■ **TASK ITEM**
Keeping each word and mark in place, write out the full listing once more.
#####
PR #27175, opened 2025-10-31
Planning: Rule to push projection through join into TableScan

bvolpato:
> [!WARNING]
> This is still work in progress, working on some test cases.

## Description

A new rule `PushProjectionThroughJoinIntoTableScan` was introduced to push projections that appear above a join down to the table scans on either side of the join. This optimization is particularly beneficial for cross-connector joins where the join itself cannot be pushed down to the connectors.

The rule applies when:
- All projection expressions are deterministic.
- Each projection expression references columns from only one side of the join.
- For outer joins, projections on the non-preserved side are not pushed to maintain correctness.

This transformation creates new `ProjectNode`s on each side of the join, potentially followed by the original `ProjectNode` if some expressions could not be pushed down. The rule also ensures that symbols required by the join criteria and filter, as well as the original project's output symbols, are preserved through identity projections on the respective sides.

## Release notes

```markdown
## Section
```

### DIFF
--- a/core/trino-main/src/test/java/io/trino/sql/planner/iterative/rule/TestPushProjectionThroughJoinIntoTableScan.java
+++ b/core/trino-main/src/test/java/io/trino/sql/planner/iterative/rule/TestPushProjectionThroughJoinIntoTableScan.java
@@ -23,8 +23,6 @@ import io.trino.plugin.tpch.TpchColumnHandle;
 import io.trino.spi.connector.ColumnHandle;
 import io.trino.spi.connector.ColumnMetadata;
 import io.trino.spi.function.OperatorType;
-import io.trino.spi.type.RowType;
-import io.trino.spi.type.Type;
 import io.trino.sql.ir.Call;
 import io.trino.sql.ir.Reference;
 import io.trino.sql.planner.Symbol;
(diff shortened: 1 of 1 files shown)


core/trino-main/src/main/java/io/trino/sql/planner/iterative/rule/PushProjectionThroughJoinIntoTableScan.java
```diff
@@ -0,0 +1,246 @@
...
+ *         TableScan(a, ...)
+ *       Project(y := g(b), b)  -- pushed down
+ *         TableScan(b, ...)
+ * </pre>
+ *
+ * <p>The rule only applies when: - All projection expressions are deterministic - Each projection
+ * expression references columns from only one side of the join - For outer joins, projections on
+ * the non-preserved side are not pushed (to maintain correctness)
+ */
+public class PushProjectionThroughJoinIntoTableScan
```
Praveen2112, line 71: This is more of a push projection through join right ? TableScan would be a bit redundant here

core/trino-main/src/main/java/io/trino/sql/planner/iterative/rule/PushProjectionThroughJoinIntoTableScan.java
```diff
@@ -0,0 +1,246 @@
...
+ *       TableScan(a, ...)
+ *       TableScan(b, ...)
+ *
+ * Into:
+ *   Project(x, y)  -- identity projections
+ *     Join(a = b)
+ *       Project(x := f(a), a)  -- pushed down
+ *         TableScan(a, ...)
+ *       Project(y := g(b), b)  -- pushed down
+ *         TableScan(b, ...)
```
Praveen2112, line 64: But if the `Join` filters the data then these projection would be redundant right ?

PR #27409, opened 2025-11-21
Initialize PREFERRED_BIT_WIDTH before detect simd support

SongChujun:
## Description
Otherwise, PREFERRED_BIT_WIDTH will be uninitialized and equal to the default value of 0, causing detectSimd() to always return SimdSupport.NONE.

## Release notes

No release notes required because this fixes hardware detection for SIMD support that has not yet shipped in a release.


findepi:
thanks for fixing this

> Otherwise, PREFERRED_BIT_WIDTH will be uninitialized and equal to the default value of 0, causing detectSimd() to always return SimdSupport.NONE.

it's too late for this PR, but such info is useful not only as a PR description.
Commit message and maybe even code comment are also good places to share it.

PR #27417, opened 2025-11-23
Tests: Remove AWS region derivation in REST container and clean up catalog properties

smaheshwar-pltr:
## Description

1. The `IcebergRestCatalogBackendContainer` relies on the container deriving the AWS region from an environment variable, but this can be set instead with an Iceberg property, `client.region`
2. The environment variable setting readability may be improved with  a method that translates normal catalog properties to ones formatted how the container expects.

## Release notes

```markdown
## Section
```

### DIFF
--- a/testing/trino-testing-containers/src/main/java/io/trino/testing/containers/IcebergRestCatalogBackendContainer.java
+++ b/testing/trino-testing-containers/src/main/java/io/trino/testing/containers/IcebergRestCatalogBackendContainer.java
@@ -17,6 +17,8 @@ import com.google.common.collect.ImmutableMap;
 import com.google.common.collect.ImmutableSet;
 import org.testcontainers.containers.Network;
 
+import java.util.Locale;
+import java.util.Map;
 import java.util.Optional;
 
 import static io.trino.testing.containers.Minio.MINIO_REGION;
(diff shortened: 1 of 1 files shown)


testing/trino-testing-containers/src/main/java/io/trino/testing/containers/IcebergRestCatalogBackendContainer.java
```diff
@@ -36,16 +38,16 @@ public IcebergRestCatalogBackendContainer(
...
+                toCatalogEnvVars(ImmutableMap.of(
+                        "include-credentials", "true",
+                        "warehouse", warehouseLocation,
+                        "io-impl", "org.apache.iceberg.aws.s3.S3FileIO",
+                        "s3.access-key-id", minioAccessKey,
+                        "s3.secret-access-key", minioSecretKey,
+                        "s3.session-token", minioSessionToken,
+                        "s3.endpoint", "http://minio:4566",
+                        "s3.path-style-access", "true",
+                        "client.region", MINIO_REGION)),
```
smaheshwar-pltr, line 50: I think we can do this, using an explicit Iceberg property, instead of setting `AWS_REGION` as an env var for the AWS SDK to derive region from

testing/trino-testing-containers/src/main/java/io/trino/testing/containers/IcebergRestCatalogBackendContainer.java
```diff
@@ -54,4 +56,18 @@ public String getRestCatalogEndpoint()
     {
         return getMappedHostAndPortForExposedPort(8181).toString();
     }
+
+    private static Map<String, String> toCatalogEnvVars(Map<String, String> properties)
```
smaheshwar-pltr, line 60: Reverses https://github.com/databricks/iceberg-rest-image/blob/62a5078032e0675d34b377d2ead2eea814c1da48/src/main/java/org/apache/iceberg/rest/RESTCatalogServer.java#L46-L62, so the constructor is more readable as it just uses standard Iceberg properties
#####
■ **SOLUTION TO THE PROBLEM**
PR #27175, opened 2025-10-31
Planning: Rule to push projection through join into TableScan

bvolpato:
> [!WARNING]
> This is still work in progress, working on some test cases.

## Description

A new rule `PushProjectionThroughJoinIntoTableScan` was introduced to push projections that appear above a join down to the table scans on either side of the join. This optimization is particularly beneficial for cross-connector joins where the join itself cannot be pushed down to the connectors.

The rule applies when:
- All projection expressions are deterministic.
- Each projection expression references columns from only one side of the join.
- For outer joins, projections on the non-preserved side are not pushed to maintain correctness.

This transformation creates new `ProjectNode`s on each side of the join, potentially followed by the original `ProjectNode` if some expressions could not be pushed down. The rule also ensures that symbols required by the join criteria and filter, as well as the original project's output symbols, are preserved through identity projections on the respective sides.

## Release notes

```markdown
## Section
```

### DIFF
--- a/core/trino-main/src/test/java/io/trino/sql/planner/iterative/rule/TestPushProjectionThroughJoinIntoTableScan.java
+++ b/core/trino-main/src/test/java/io/trino/sql/planner/iterative/rule/TestPushProjectionThroughJoinIntoTableScan.java
@@ -23,8 +23,6 @@ import io.trino.plugin.tpch.TpchColumnHandle;
 import io.trino.spi.connector.ColumnHandle;
 import io.trino.spi.connector.ColumnMetadata;
 import io.trino.spi.function.OperatorType;
-import io.trino.spi.type.RowType;
-import io.trino.spi.type.Type;
 import io.trino.sql.ir.Call;
 import io.trino.sql.ir.Reference;
 import io.trino.sql.planner.Symbol;
(diff shortened: 1 of 1 files shown)


core/trino-main/src/main/java/io/trino/sql/planner/iterative/rule/PushProjectionThroughJoinIntoTableScan.java
```diff
@@ -0,0 +1,246 @@
...
+ *         TableScan(a, ...)
+ *       Project(y := g(b), b)  -- pushed down
+ *         TableScan(b, ...)
+ * </pre>
+ *
+ * <p>The rule only applies when: - All projection expressions are deterministic - Each projection
+ * expression references columns from only one side of the join - For outer joins, projections on
+ * the non-preserved side are not pushed (to maintain correctness)
+ */
+public class PushProjectionThroughJoinIntoTableScan
```
Praveen2112, line 71: This is more of a push projection through join right ? TableScan would be a bit redundant here

core/trino-main/src/main/java/io/trino/sql/planner/iterative/rule/PushProjectionThroughJoinIntoTableScan.java
```diff
@@ -0,0 +1,246 @@
...
+ *       TableScan(a, ...)
+ *       TableScan(b, ...)
+ *
+ * Into:
+ *   Project(x, y)  -- identity projections
+ *     Join(a = b)
+ *       Project(x := f(a), a)  -- pushed down
+ *         TableScan(a, ...)
+ *       Project(y := g(b), b)  -- pushed down
+ *         TableScan(b, ...)
```
Praveen2112, line 64: But if the `Join` filters the data then these projection would be redundant right ?

PR #27409, opened 2025-11-21
Initialize PREFERRED_BIT_WIDTH before detect simd support

SongChujun:
## Description
Otherwise, PREFERRED_BIT_WIDTH will be uninitialized and equal to the default value of 0, causing detectSimd() to always return SimdSupport.NONE.

## Release notes

No release notes required because this fixes hardware detection for SIMD support that has not yet shipped in a release.


findepi:
thanks for fixing this

> Otherwise, PREFERRED_BIT_WIDTH will be uninitialized and equal to the default value of 0, causing detectSimd() to always return SimdSupport.NONE.

it's too late for this PR, but such info is useful not only as a PR description.
Commit message and maybe even code comment are also good places to share it.

PR #27417, opened 2025-11-23
Tests: Remove AWS region derivation in REST container and clean up catalog properties

smaheshwar-pltr:
## Description

1. The `IcebergRestCatalogBackendContainer` relies on the container deriving the AWS region from an environment variable, but this can be set instead with an Iceberg property, `client.region`
2. The environment variable setting readability may be improved with  a method that translates normal catalog properties to ones formatted how the container expects.

## Release notes

```markdown
## Section
```

### DIFF
--- a/testing/trino-testing-containers/src/main/java/io/trino/testing/containers/IcebergRestCatalogBackendContainer.java
+++ b/testing/trino-testing-containers/src/main/java/io/trino/testing/containers/IcebergRestCatalogBackendContainer.java
@@ -17,6 +17,8 @@ import com.google.common.collect.ImmutableMap;
 import com.google.common.collect.ImmutableSet;
 import org.testcontainers.containers.Network;
 
+import java.util.Locale;
+import java.util.Map;
 import java.util.Optional;
 
 import static io.trino.testing.containers.Minio.MINIO_REGION;
(diff shortened: 1 of 1 files shown)


testing/trino-testing-containers/src/main/java/io/trino/testing/containers/IcebergRestCatalogBackendContainer.java
```diff
@@ -36,16 +38,16 @@ public IcebergRestCatalogBackendContainer(
...
+                toCatalogEnvVars(ImmutableMap.of(
+                        "include-credentials", "true",
+                        "warehouse", warehouseLocation,
+                        "io-impl", "org.apache.iceberg.aws.s3.S3FileIO",
+                        "s3.access-key-id", minioAccessKey,
+                        "s3.secret-access-key", minioSecretKey,
+                        "s3.session-token", minioSessionToken,
+                        "s3.endpoint", "http://minio:4566",
+                        "s3.path-style-access", "true",
+                        "client.region", MINIO_REGION)),
```
smaheshwar-pltr, line 50: I think we can do this, using an explicit Iceberg property, instead of setting `AWS_REGION` as an env var for the AWS SDK to derive region from

testing/trino-testing-containers/src/main/java/io/trino/testing/containers/IcebergRestCatalogBackendContainer.java
```diff
@@ -54,4 +56,18 @@ public String getRestCatalogEndpoint()
     {
         return getMappedHostAndPortForExposedPort(8181).toString();
     }
+
+    private static Map<String, String> toCatalogEnvVars(Map<String, String> properties)
```
smaheshwar-pltr, line 60: Reverses https://github.com/databricks/iceberg-rest-image/blob/62a5078032e0675d34b377d2ead2eea814c1da48/src/main/java/org/apache/iceberg/rest/RESTCatalogServer.java#L46-L62, so the constructor is more readable as it just uses standard Iceberg properties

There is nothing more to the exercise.